» **WHAT IS NEEDED**
Every line of the data must be retyped exactly as it stands.

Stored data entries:
___

PR #238, opened 2019-12-19
Returning incorrectly typed map should fail

erszcz:
This fixes the common and simple case of constructing a new map and returning it from a function. If the map does not typecheck a previously silent error is now reported.

All existing tests, including "should fail / should pass" tests for covariant map keys still pass.

Preview:

```
$ cat test/should_fail/map_entry.erl
-module(map_entry).
-export([f/0, g/0]).

-spec f() -> #{bepa := apa}.
f() -> #{apa => bepa}.

-type typed_map() :: #{field_a := atom()}.

-spec g() -> typed_map().
g() ->
    #{field_a => <<"ala ma kota">>}.
$ gradualizer -- test/should_fail/map_entry.erl
The map on line 5 at column 8 is expected to have type #{bepa := apa} but it has type #{apa => bepa}

-spec f() -> #{bepa := apa}.
f() -> #{apa => bepa}.
       ^^^^^^^^^^^^^^

The map on line 11 at column 5 is expected to have type typed_map() but it has type #{field_a => <<_:88>>}

-spec g() -> typed_map().
g() ->
    #{field_a => <<"ala ma kota">>}.
    ^^^^^^^^^^^^^^^^^^^^^^^^^^^^^^^
```


erszcz:
Ahh, it's not that easy. Commit e83a161 adds a test case which fails now... so it's a WIP.

erszcz:
Ooops, it seems the last commit also fixed https://github.com/josefs/Gradualizer/pull/236. I'm rebasing onto master and pushing the changes again.

src/typechecker.erl
```diff
@@ -2181,16 +2181,16 @@ do_type_check_expr_in(Env, ResTy, {tuple, _, TS} = Tup) ->
     end;
 
 %% Maps
-do_type_check_expr_in(Env, ResTy, {map, _, Assocs} = Map) ->
+do_type_check_expr_in(Env, ResTy, {map, _, Assocs} = MapCreation) ->
     {AssocTys, VBs, Cs2} = type_check_assocs(Env, Assocs),
-    _MapTy = update_map_type(type(map, any), AssocTys),
-    case subtype(type(map, any), ResTy, Env#env.tenv) of
+    MapTy = update_map_type(type(map, []), AssocTys),
+    case subtype(MapTy, ResTy, Env#env.tenv) of
```
zuiderkwast: Is this correct? I guess you're aware that `{type, _, map, any}` represents `map()` = *any map* and `{type, _, map, []}` represents `#{}` = the empty map type (the type containing only the empty map).

I don't understand exactly what update_map_type does. A description (and possibly a spec) would be useful.

src/typechecker.erl
```diff
@@ -275,8 +275,8 @@ compat_ty({type, _, AssocTag2, [Key2, Val2]},
              AssocTag2 == map_field_exact, AssocTag1 == map_field_exact;
              AssocTag2 == map_field_assoc, AssocTag1 == map_field_exact ->
     %% For M1 <: M2, mandatory fields in M2 must be mandatory fields in M1
-    {A1, Cs1} = compat_ty(Key1, Key2, A, TEnv),
-    {A2, Cs2} = compat_ty(Val1, Val2, A1, TEnv),
+    {A1, Cs1} = compat(Key1, Key2, A, TEnv),
+    {A2, Cs2} = compat(Val1, Val2, A1, TEnv),
```
zuiderkwast: Good!

zuiderkwast:
It seems very good, but I don't completely understand the update_map_type code. Does it infer a map type, by adding associations starting from the empty map type?

src/typechecker.erl
erszcz: I wasn't sure myself what `update_map_type`'s purpose was, but having analysed the map creation and update expressions I now understand it's inferring type of the resulting (created or updated) map, before it can be type-checked.

> I guess you're aware that {type, _, map, any} represents map() = any map and {type, _, map, []} represents #{} = the empty map type (the type containing only the empty map).

Indeed. That's why I renamed `Map` to `MapCreation` and `MapUpdate` accordingly, to make the two clauses more distinct. In case of map creation, we know that the exact type can be fully determined from the analysed expression. Moreover, in case of map creation we know that the inferred type has only non-optional associations (i.e. the fields are already there when we build the map), so the expression's assocs are rewritten (by `update_assocs`).

src/typechecker.erl
erszcz: There's one more case like this - `compat_ty` calls `all_type` which (probably incorrectly) calls `compat_ty` again. I have not touched that case since I don't have a test case (or even an idea for one) which could be fixed or would verify if it's intended or not. Maybe worth a separate issue?

src/typechecker.erl
zuiderkwast: Great. Put some of this as comments in the code. :-)

If the clauses of update_map_type serve different purposes, perhaps it's better to split it into two different functions?

src/typechecker.erl
zuiderkwast: Good, keep the PR small.

I you want you can add a small comment such as `%% TODO: call compat/4 instead of compat_ty/4 here?`.

src/typechecker.erl
erszcz: > If the clauses of update_map_type serve different purposes, perhaps it's better to split it into two different functions?

I've refactored one of the other clauses somewhat - I think all the clauses do something close enough to each other to keep it a single function.

zuiderkwast: Nice! I'm convinced. Good code comments added. 👍

josefs:
LGTM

___

» **TASK OUTPUT**
PR #238, opened 2019-12-19
Returning incorrectly typed map should fail

erszcz:
This fixes the common and simple case of constructing a new map and returning it from a function. If the map does not typecheck a previously silent error is now reported.

All existing tests, including "should fail / should pass" tests for covariant map keys still pass.

Preview:

```
$ cat test/should_fail/map_entry.erl
-module(map_entry).
-export([f/0, g/0]).

-spec f() -> #{bepa := apa}.
f() -> #{apa => bepa}.

-type typed_map() :: #{field_a := atom()}.

-spec g() -> typed_map().
g() ->
    #{field_a => <<"ala ma kota">>}.
$ gradualizer -- test/should_fail/map_entry.erl
The map on line 5 at column 8 is expected to have type #{bepa := apa} but it has type #{apa => bepa}

-spec f() -> #{bepa := apa}.
f() -> #{apa => bepa}.
       ^^^^^^^^^^^^^^

The map on line 11 at column 5 is expected to have type typed_map() but it has type #{field_a => <<_:88>>}

-spec g() -> typed_map().
g() ->
    #{field_a => <<"ala ma kota">>}.
    ^^^^^^^^^^^^^^^^^^^^^^^^^^^^^^^
```


erszcz:
Ahh, it's not that easy. Commit e83a161 adds a test case which fails now... so it's a WIP.

erszcz:
Ooops, it seems the last commit also fixed https://github.com/josefs/Gradualizer/pull/236. I'm rebasing onto master and pushing the changes again.

src/typechecker.erl
```diff
@@ -2181,16 +2181,16 @@ do_type_check_expr_in(Env, ResTy, {tuple, _, TS} = Tup) ->
     end;
 
 %% Maps
-do_type_check_expr_in(Env, ResTy, {map, _, Assocs} = Map) ->
+do_type_check_expr_in(Env, ResTy, {map, _, Assocs} = MapCreation) ->
     {AssocTys, VBs, Cs2} = type_check_assocs(Env, Assocs),
-    _MapTy = update_map_type(type(map, any), AssocTys),
-    case subtype(type(map, any), ResTy, Env#env.tenv) of
+    MapTy = update_map_type(type(map, []), AssocTys),
+    case subtype(MapTy, ResTy, Env#env.tenv) of
```
zuiderkwast: Is this correct? I guess you're aware that `{type, _, map, any}` represents `map()` = *any map* and `{type, _, map, []}` represents `#{}` = the empty map type (the type containing only the empty map).

I don't understand exactly what update_map_type does. A description (and possibly a spec) would be useful.

src/typechecker.erl
```diff
@@ -275,8 +275,8 @@ compat_ty({type, _, AssocTag2, [Key2, Val2]},
              AssocTag2 == map_field_exact, AssocTag1 == map_field_exact;
              AssocTag2 == map_field_assoc, AssocTag1 == map_field_exact ->
     %% For M1 <: M2, mandatory fields in M2 must be mandatory fields in M1
-    {A1, Cs1} = compat_ty(Key1, Key2, A, TEnv),
-    {A2, Cs2} = compat_ty(Val1, Val2, A1, TEnv),
+    {A1, Cs1} = compat(Key1, Key2, A, TEnv),
+    {A2, Cs2} = compat(Val1, Val2, A1, TEnv),
```
zuiderkwast: Good!

zuiderkwast:
It seems very good, but I don't completely understand the update_map_type code. Does it infer a map type, by adding associations starting from the empty map type?

src/typechecker.erl
erszcz: I wasn't sure myself what `update_map_type`'s purpose was, but having analysed the map creation and update expressions I now understand it's inferring type of the resulting (created or updated) map, before it can be type-checked.

> I guess you're aware that {type, _, map, any} represents map() = any map and {type, _, map, []} represents #{} = the empty map type (the type containing only the empty map).

Indeed. That's why I renamed `Map` to `MapCreation` and `MapUpdate` accordingly, to make the two clauses more distinct. In case of map creation, we know that the exact type can be fully determined from the analysed expression. Moreover, in case of map creation we know that the inferred type has only non-optional associations (i.e. the fields are already there when we build the map), so the expression's assocs are rewritten (by `update_assocs`).

src/typechecker.erl
erszcz: There's one more case like this - `compat_ty` calls `all_type` which (probably incorrectly) calls `compat_ty` again. I have not touched that case since I don't have a test case (or even an idea for one) which could be fixed or would verify if it's intended or not. Maybe worth a separate issue?

src/typechecker.erl
zuiderkwast: Great. Put some of this as comments in the code. :-)

If the clauses of update_map_type serve different purposes, perhaps it's better to split it into two different functions?

src/typechecker.erl
zuiderkwast: Good, keep the PR small.

I you want you can add a small comment such as `%% TODO: call compat/4 instead of compat_ty/4 here?`.

src/typechecker.erl
erszcz: > If the clauses of update_map_type serve different purposes, perhaps it's better to split it into two different functions?

I've refactored one of the other clauses somewhat - I think all the clauses do something close enough to each other to keep it a single function.

zuiderkwast: Nice! I'm convinced. Good code comments added. 👍

josefs:
LGTM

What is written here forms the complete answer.